The result should be every line in the material below containing the string "options".

# # #

PR #299, opened 2016-02-08
Fix #define_getter method

akihiro17:
If a required bool field is set to `false`, `#define_getter` returns its default value(=nil) wrongly because of the following code.

https://github.com/ruby-protobuf/protobuf/blob/master/lib/protobuf/field/base_field.rb#L230
```ruby
def define_getter
---
  @values[field.name] || field.default_value
```

This behavor was introduced by [this commit](https://github.com/ruby-protobuf/protobuf/commit/05aa7756e489e792c7bb0785ef2979931a4879a6)

This commit fixes the above issue

### DIFF
--- a/lib/protobuf/field/base_field.rb
+++ b/lib/protobuf/field/base_field.rb
@@ -227,7 +227,7 @@ module Protobuf
 
         message_class.class_eval do
           define_method(method_name) do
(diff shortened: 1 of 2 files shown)


film42:
:+1: Good catch. Thank you!

PR #302, opened 2016-02-12
Clean up dynamic code generation in prep for extension namespacing

embark:
CC @nerdrew

### DIFF
--- a/lib/protobuf/field/base_field.rb
+++ b/lib/protobuf/field/base_field.rb
@@ -35,7 +35,7 @@ module Protobuf
       # Constructor
       #
 
-      def initialize(message_class, rule, type_class, name, tag, options)
+      def initialize(message_class, rule, type_class, name, tag, simple_name, options)
         @message_class = message_class
         @name          = name
         @rule          = rule
@@ -44,7 +44,7 @@ module Protobuf
         @options       = options
 
         validate_packed_field if packed?
-        define_accessor
+        define_accessor(simple_name, name) if simple_name
         tag_encoded
       end
 
@@ -69,10 +69,12 @@ module Protobuf
       end
 
       def default_value
-        @default_value ||= case
-                           when optional? then typed_default_value
-                           when repeated? then ::Protobuf::Field::FieldArray.new(self).freeze
-                           when required? then nil
+        @default_value ||= if optional? || required?
+                             typed_default_value
+                           elsif repeated?
+                             ::Protobuf::Field::FieldArray.new(self).freeze
+                           else
+                             fail "Unknown field label -- something went very wrong"
                            end
       end
 
@@ -122,10 +124,10 @@ module Protobuf
 
       # FIXME: need to cleanup (rename) this warthog of a method.
       def set(message_instance, bytes)
-        return message_instance.__send__(setter, decode(bytes)) unless repeated?
-        return message_instance.__send__(getter) << decode(bytes) unless packed?
+        return message_instance[name] = decode(bytes) unless repeated?
+        return message_instance[name] << decode(bytes) unless packed?
 
-        array = message_instance.__send__(getter)
+        array = message_instance[name]
         stream = StringIO.new(bytes)
 
         if wire_type == ::Protobuf::WireType::VARINT
@@ -169,87 +171,23 @@ module Protobuf
       # Private Instance Methods
       #
 
-      def define_accessor
-        if repeated?
-          define_array_getter
-          define_array_setter
-        else
-          define_getter
-          define_setter
-        end
-      end
-
-      def define_array_getter
-        field = self
-        method_name = field.getter
-
+      def define_accessor(simple_field_name, fully_qualified_field_name)
         message_class.class_eval do
-          define_method(method_name) do
-            @values[field.name] ||= ::Protobuf::Field::FieldArray.new(field)
+          define_method("#{simple_field_name}!") do
+            @values[fully_qualified_field_name]
           end
         end
 
-        ::Protobuf.field_deprecator.deprecate_method(message_class, method_name) if field.deprecated?
-      end
-
-      def define_array_setter
-        field = self
-        method_name = field.setter
-
         message_class.class_eval do
-          define_method(method_name) do |val|
-            if val.is_a?(Array)
-              val = val.dup
-              val.compact!
-            else
-              fail TypeError, <<-TYPE_ERROR
-                Expected repeated value of type '#{field.type_class}'
-                Got '#{val.class}' for repeated protobuf field #{field.name}
-              TYPE_ERROR
-            end
-
-            if val.nil? || (val.respond_to?(:empty?) && val.empty?)
-              @values.delete(field.name)
-            else
-              @values[field.name] ||= ::Protobuf::Field::FieldArray.new(field)
-              @values[field.name].replace(val)
-            end
-          end
+          define_method(simple_field_name) { self[fully_qualified_field_name] }
+          define_method("#{simple_field_name}=") { |v| self[fully_qualified_field_name] = v }
         end
 
-        ::Protobuf.field_deprecator.deprecate_method(message_class, method_name) if field.deprecated?
-      end
+        return unless deprecated?
 
-      def define_getter
-        field = self
-        method_name = field.getter
-
-        message_class.class_eval do
-          define_method(method_name) do
-            @values[field.name] || field.default_value
-          end
-        end
-
-        ::Protobuf.field_deprecator.deprecate_method(message_class, method_name) if field.deprecated?
-      end
-
-      def define_setter
-        field = self
-        method_name = field.setter
-
-        message_class.class_eval do
-          define_method(method_name) do |val|
-            if val.nil? || (val.respond_to?(:empty?) && val.empty?)
-              @values.delete(field.name)
-            elsif field.acceptable?(val)
-              @values[field.name] = field.coerce!(val)
-            else
-              fail TypeError, "Unacceptable value #{val} for field #{field.name} of type #{field.type_class}"
-            end
-          end
-        end
-
-        ::Protobuf.field_deprecator.deprecate_method(message_class, method_name) if field.deprecated?
+        ::Protobuf.field_deprecator.deprecate_method(message_class, simple_field_name)
+        ::Protobuf.field_deprecator.deprecate_method(message_class, "#{simple_field_name}!")
+        ::Protobuf.field_deprecator.deprecate_method(message_class, "#{simple_field_name}=")
       end
 
       def typed_default_value
--- a/lib/protobuf/field/bytes_field.rb
+++ b/lib/protobuf/field/bytes_field.rb
@@ -33,7 +33,6 @@ module Protobuf
       end
 
       def encode(value)
-        value_to_encode = ""
         if value.is_a?(::Protobuf::Message)
           value_to_encode = value.encode
         else
@@ -50,32 +49,17 @@ module Protobuf
         ::Protobuf::WireType::LENGTH_DELIMITED
       end
 
-      private
-
-      ##
-      # Private Instance Methods
-      #
-
-      def define_setter
-        field = self
-        method_name = field.setter
-
-        message_class.class_eval do
-          define_method(method_name) do |val|
-            case val
-            when String, Symbol
-              @values[field.name] = "#{val}"
-            when NilClass
-              @values.delete(field.name)
-            when ::Protobuf::Message
-              @values[field.name] = val.dup
-            else
-              fail TypeError, "Unacceptable value #{val} for field #{field.name} of type #{field.type_class}"
-            end
-          end
+      def coerce!(value)
+        case value
+        when String, Symbol
+          "#{value}"
+        when NilClass
+          nil
+        when ::Protobuf::Message
+          value.dup
+        else
+          fail TypeError, "Unacceptable value #{value} for field #{name} of type #{type_class}"
         end
-
-        ::Protobuf.field_deprecator.deprecate_method(message_class, method_name) if field.deprecated?
       end
     end
   end
--- a/lib/protobuf/field/enum_field.rb
+++ b/lib/protobuf/field/enum_field.rb
@@ -32,28 +32,17 @@ module Protobuf
         true
       end
 
+      def coerce!(value)
+        enum_value = type_class.fetch(value)
+        fail TypeError, "Invalid Enum value: #{value.inspect} for #{name}" unless enum_value
+        enum_value
+      end
+
       private
 
       ##
       # Private Instance Methods
       #
-
-      def define_setter
-        field = self
-        message_class.class_eval do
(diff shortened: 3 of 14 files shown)


lib/protobuf/message.rb
```diff
@@ -140,20 +140,54 @@ def to_proto
...
     end
 
     def []=(name, value)
       if (field = self.class.get_field(name, true))
-        __send__(field.setter, value) unless value.nil?
+        @encode = nil
+        if field.repeated?
+          if value.is_a?(Array)
+            value = value.dup
+            value.compact!
```
zachmargolis: I know this is preserving existing behavior, but just want to note that IMO this `compact` thing is super weird behavior, settings an array with nil values in there should def be an error

spec/lib/protobuf/field/bool_field_spec.rb
```diff
@@ -1,6 +1,6 @@
 require 'spec_helper'
 
-RSpec.describe Protobuf::Field::Int32Field do
+RSpec.describe Protobuf::Field::BoolField do
```
zachmargolis: good catch :sunglasses:

lib/protobuf/field/base_field.rb
```diff
@@ -169,89 +171,23 @@ def wire_type
...
-        field = self
-        method_name = field.getter
-
-        message_class.class_eval do
-          define_method(method_name) do
-            @values[field.name] || field.default_value
-          end
+        if deprecated?
+          ::Protobuf.field_deprecator.deprecate_method(message_class, simple_field_name)
+          ::Protobuf.field_deprecator.deprecate_method(message_class, "#{simple_field_name}!")
```
zachmargolis: would it make sense to deprecate the `?` method as well too?

zachmargolis:
Should we add a test that verified that the fully qualified names are in `@values` to make sure they are set correctly?

lib/protobuf/field/base_field.rb
```diff
@@ -69,10 +69,12 @@ def default
       end
 
       def default_value
-        @default_value ||= case
-                           when optional? then typed_default_value
-                           when repeated? then ::Protobuf::Field::FieldArray.new(self).freeze
-                           when required? then nil
+        @default_value ||= if optional? || required?
```
zanker: Isn't adding `required?` unnecessary because `required?` should always have a value.

lib/protobuf/field/base_field.rb
zanker: :+1:

lib/protobuf/field/bytes_field.rb
```diff
@@ -50,33 +49,17 @@ def wire_type
...
-              @values.delete(field.name)
-            when ::Protobuf::Message
-              @values[field.name] = val.dup
-            else
-              fail TypeError, "Unacceptable value #{val} for field #{field.name} of type #{field.type_class}"
-            end
-          end
+      def coerce!(value)
+        case value
+        when String, Symbol
```
zanker: Why coerce a string to a string, are you trying to dup it?

zanker: Actually apparently calling `to_s` on a string doesn't do anything so whatever!

lib/protobuf/field/enum_field.rb
```diff
@@ -32,30 +32,18 @@ def enum?
         true
       end
 
+      def coerce!(value)
+        enum_value = type_class.fetch(value)
+        fail TypeError, "Invalid Enum value: #{value.inspect} for #{name}" unless enum_value
```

# # #

> [RESULT OF THIS TASK]:
-      def initialize(message_class, rule, type_class, name, tag, options)
+      def initialize(message_class, rule, type_class, name, tag, simple_name, options)
         @options       = options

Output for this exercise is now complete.